### [What this task involves]
In the entries, find all lines that hold the word "they" and copy them.

### [Data records]
___

PR #75, opened 2018-02-23
k8s monitor

imron:
The kubernetes monitor is currently based entirely off the
docker monitor, with support added for querying the k8s API
to retrieve information about the pods currently running.

Eventually common functionality between the docker and k8s
monitors needs to be factored out.

### DIFF
--- a/scalyr_agent/builtin_monitors/kubernetes_monitor.py
+++ b/scalyr_agent/builtin_monitors/kubernetes_monitor.py
@@ -19,6 +19,7 @@ __author__ = 'imron@imralsoftware.com'
 import datetime
 import docker
 import fnmatch
+import hashlib
 import traceback
 import logging
 import os
@@ -40,6 +41,7 @@ from scalyr_agent.log_watcher import LogWatcher
 from scalyr_agent.monitor_utils.server_processors import LineRequestParser
 from scalyr_agent.monitor_utils.server_processors import RequestSizeExceeded
 from scalyr_agent.monitor_utils.server_processors import RequestStream
+from scalyr_agent.monitor_utils.k8s import Kubernetes
 
 from scalyr_agent.util import StoppableThread
 
@@ -102,13 +104,6 @@ define_config_option( __monitor__, 'log_mode',
                      'preferred method due to bugs/issues found with the docker API.  It is not the default to protect '
                      'legacy behavior.\n',
                      convert_to=str, default="docker_api")
-
-define_config_option( __monitor__, 'docker_raw_logs',
-                     'Optional (defaults to False). If True, the docker monitor will use the raw log files on disk to read logs.'
-                     'The location of the raw log file is obtained by querying the path from the Docker API. '
-                     'If false, the logs will be streamed over the Docker API.'
-                     convert_to=bool,
-                     default=False)
 
 define_config_option( __monitor__, 'metrics_only',
                      'Optional (defaults to False). If true, the docker monitor will only log docker metrics and not any other information '
@@ -310,6 +305,37 @@ def _get_containers(client, ignore_container=None, restrict_to_container=None, l
 
     return result
 
+class PodInfo( object ):
+    """
+        A collection class that stores label and other information about a kubernetes pod
+    """
+    def __init__( self, name='', namespace='', uid='', nodeName='', labels={}, containers=[] ):
+
+        self.name = name
+        self.namespace = namespace
+        self.uid = uid
+        self.nodeName = nodeName
+        self.labels = labels
+        self.containers = containers
+
+        # generate a hash we can use to compare whether or not
+        # any of the pod info has changed
+        md5 = hashlib.md5()
+        md5.update( name )
+        md5.update( namespace )
+        md5.update( uid )
+        md5.update( nodeName )
+
+        # flatten the labels dict in to a single string
+        flattened = []
+        for k,v in labels.iteritems():
+            flattened.append( k )
+            flattened.append( v )
+        md5.update( ''.join( flattened ) )
+
+        self.digest = md5.digest()
+
+
 class ContainerChecker( StoppableThread ):
     """
         Monitors containers to check when they start and stop running.
@@ -319,8 +345,6 @@ class ContainerChecker( StoppableThread ):
 
         self._config = config
         self._logger = logger
-
-        self._use_raw_logs = config.get('docker_raw_logs')
 
         self.__delay = self._config.get( 'container_check_interval' )
         self.__log_prefix = self._config.get( 'docker_log_prefix' )
@@ -342,7 +366,8 @@ class ContainerChecker( StoppableThread ):
         self.__glob_list = config.get( 'container_globs' )
 
         self.containers = {}
-        self.__checkpoints = {}
+
+        self.__k8s = Kubernetes()
 
         self.__log_watcher = None
         self.__module = None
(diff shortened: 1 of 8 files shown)


scalyr_agent/monitor_utils/k8s.py
```diff
@@ -0,0 +1,77 @@
...
+            self._session.headers.update( self._standard_headers )
+
+    def query_api( self, path, pretty=0 ):
+        """ Queries the k8s API at 'path', and converts OK responses to JSON objects
+        """
+        self._ensure_session()
+        url = self._http_host + path + '?pretty=%d' % (pretty)
+        response = self._session.get( url, verify=self._verify_connection(), timeout=self._timeout )
+        if response.status_code != 200:
+            raise Exception( "Invalid response from Kubernetes API when querying '%s': %s" %( path, str( response ) ) )
```
czerwingithub: Let's define an exception type like K8ApiException.. that way we can more narrowly catch it.

scalyr_agent/builtin_monitors/kubernetes_monitor.py
```diff
@@ -0,0 +1,1226 @@
...
+define_config_option( __monitor__, 'report_container_metrics',
+                      'Optional (defaults to True). If true, metrics will be collected from the container and reported  '
+                      'to Scalyr.', convert_to=bool, default=True)
+
+# for now, always log timestamps to help prevent a race condition
+#define_config_option( __monitor__, 'log_timestamps',
+#                     'Optional (defaults to False). If true, stdout/stderr logs will contain docker timestamps at the beginning of the line\n',
+#                     convert_to=bool, default=False)
+
+define_metric( __monitor__, "docker.net.rx_bytes", "Total received bytes on the network interface", cumulative=True, unit="bytes", category="Network" )
```
czerwingithub: Is it still right to refer to this as docker metrics?  Do people running k8s think of it as also running docker?

scalyr_agent/builtin_monitors/kubernetes_monitor.py
```diff
@@ -0,0 +1,1226 @@
...
+                     limit_key='docker-api-running-containers' )
+        result = None
+
+    return result
+
+class PodInfo( object ):
+    """
+        A collection class that stores label and other information about a kubernetes pod
+    """
+    def __init__( self, name='', namespace='', uid='', nodeName='', labels={}, containers=[] ):
```
czerwingithub: Can we change to `node_name`?  We should be consistent about variable naming convention.

scalyr_agent/builtin_monitors/kubernetes_monitor.py
```diff
@@ -0,0 +1,1226 @@
...
+
+        self.__host_hostname = host_hostname
+
+        self.__readback_buffer_size = self._config.get( 'readback_buffer_size' )
+
+        self.__glob_list = config.get( 'container_globs' )
+
+        self.containers = {}
+
+        self.__k8s = Kubernetes()
```
czerwingithub: `Kubernetes` seems too generic of a name.  Maybe something that indicates it for the api?

scalyr_agent/builtin_monitors/kubernetes_monitor.py
```diff
@@ -0,0 +1,1226 @@
...
+            path = logger['log_config']['path']
+            if self.__log_watcher:
+                self.__log_watcher.remove_log_path( self.__module, path )
+            self._logger.log(scalyr_logging.DEBUG_LEVEL_1, "Stopping %s" % (path) )
+
+        self.raw_logs = []
+
+    def _process_namespaces( self, namespaces ):
+        """ Iterates over all namespaces on this node and then queries
+        every pod in every namespace.
```
czerwingithub: Say something about the fact it's going to process all of the pods and what processing means.

scalyr_agent/monitor_utils/k8s.py
```diff
@@ -0,0 +1,77 @@
...
+            self._session = requests.Session()
+            self._session.headers.update( self._standard_headers )
+
+    def query_api( self, path, pretty=0 ):
+        """ Queries the k8s API at 'path', and converts OK responses to JSON objects
+        """
+        self._ensure_session()
+        url = self._http_host + path + '?pretty=%d' % (pretty)
+        response = self._session.get( url, verify=self._verify_connection(), timeout=self._timeout )
+        if response.status_code != 200:
```
czerwingithub: Let's also add some scalyr debugging down here in case we need it... maybe level 3 or something.  Log what the URL was and what the status code was with byte count of response.

scalyr_agent/builtin_monitors/kubernetes_monitor.py
```diff
@@ -0,0 +1,1226 @@
...
+        """
+        # get the list of namespaces
+        items = namespaces.get( 'items', [] )
+        containers = {}
+
+        # iterate over all namespaces, querying and processing all pods
+        # in the namespace
+        for namespace in items:
+            metadata = namespace.get( 'metadata', {} )
+            if 'name' in metadata:
```
czerwingithub: Would it be an error if `name` is not in `metadata`?  If so, let's emit an error message if we do not find it with a limit of once per 5 mins.

scalyr_agent/builtin_monitors/kubernetes_monitor.py
```diff
@@ -0,0 +1,1226 @@
...
+        @return A dict of PodInfo objects, keyed on docker container ID
+        """
+        # get the list of namespaces
+        items = namespaces.get( 'items', [] )
+        containers = {}
+
+        # iterate over all namespaces, querying and processing all pods
+        # in the namespace
+        for namespace in items:
+            metadata = namespace.get( 'metadata', {} )
```
czerwingithub: For all of these methods.. let's add in a scalyr debugging at the most fine level to emit a log line for each item we are iterating over.

scalyr_agent/builtin_monitors/kubernetes_monitor.py
```diff
@@ -0,0 +1,1226 @@
...
+        containerStatuses = status.get( 'containerStatuses', [] )
+
+        containers = []
+
+        # build list of container ids used by this pod, making sure to
+        # strip docker:// from the front of each one
+        prefix = 'docker://'
+        for container in containerStatuses:
+            if 'containerID' not in container:
+                continue
```
czerwingithub: Is this an error?  If so, then let's emit a log line with a limit of one per 5 min

scalyr_agent/builtin_monitors/kubernetes_monitor.py
```diff
@@ -0,0 +1,1226 @@
...
+
+        container_attributes = base_attributes.copy()
+        container_attributes['containerName'] = info['name']
+        container_attributes['containerId'] = cid
+
+        parser = 'docker'
+        if cid in k8s_data:
+            pod = k8s_data[cid]
+
+            container_attributes['podName'] = pod.name
```
czerwingithub: Change `podName` to `pod_name` unless if there is a really strong convenient of using camel case for k8s.

scalyr_agent/builtin_monitors/kubernetes_monitor.py
```diff
@@ -0,0 +1,1226 @@
...
+            container_attributes['namespace'] = pod.namespace
+            container_attributes['podUid'] = pod.uid
```
czerwingithub: `pod_uid`

scalyr_agent/builtin_monitors/kubernetes_monitor.py
```diff
@@ -0,0 +1,1226 @@
...
+            container_attributes['nodeName'] = pod.nodeName
```
czerwingithub: `node_name`

scalyr_agent/builtin_monitors/kubernetes_monitor.py
```diff
@@ -0,0 +1,1226 @@
...
+
+        self.__glob_list = self._config.get( 'container_globs' )
+
+        self.__report_container_metrics = self._config.get('report_container_metrics')
+
+        self.__container_checker = None
+        if self._config.get('log_mode') != 'syslog':
+            self.__container_checker = ContainerChecker( self._config, self._logger, self.__socket_file, self.__docker_api_version, host_hostname, data_path, log_path )
+
+        self.__network_metrics = self.__build_metric_dict( 'docker.net.', [
```
czerwingithub: Same question here.. is it still appropriate to call them `docker` metrics?  Now... for our customers, maybe this is easier because they could have dashboards built using these metric names.  What do you think?  Do people generally think of this as not running docker?

imron: As mentioned via email, I think it's still worth calling them docker metrics, because they are metrics for each docker container, and there are likely separate k8s specific metrics we could be collecting too, so calling the docker metrics 'docker_metrics' helps differentiate.

czerwingithub: That sounds fine to me.  You are more in touch with what the community will expect.

imron:
These are all now fixed.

___

### [Response to this exercise]
         Monitors containers to check when they start and stop running.
czerwingithub: Same question here.. is it still appropriate to call them `docker` metrics?  Now... for our customers, maybe this is easier because they could have dashboards built using these metric names.  What do you think?  Do people generally think of this as not running docker?
imron: As mentioned via email, I think it's still worth calling them docker metrics, because they are metrics for each docker container, and there are likely separate k8s specific metrics we could be collecting too, so calling the docker metrics 'docker_metrics' helps differentiate.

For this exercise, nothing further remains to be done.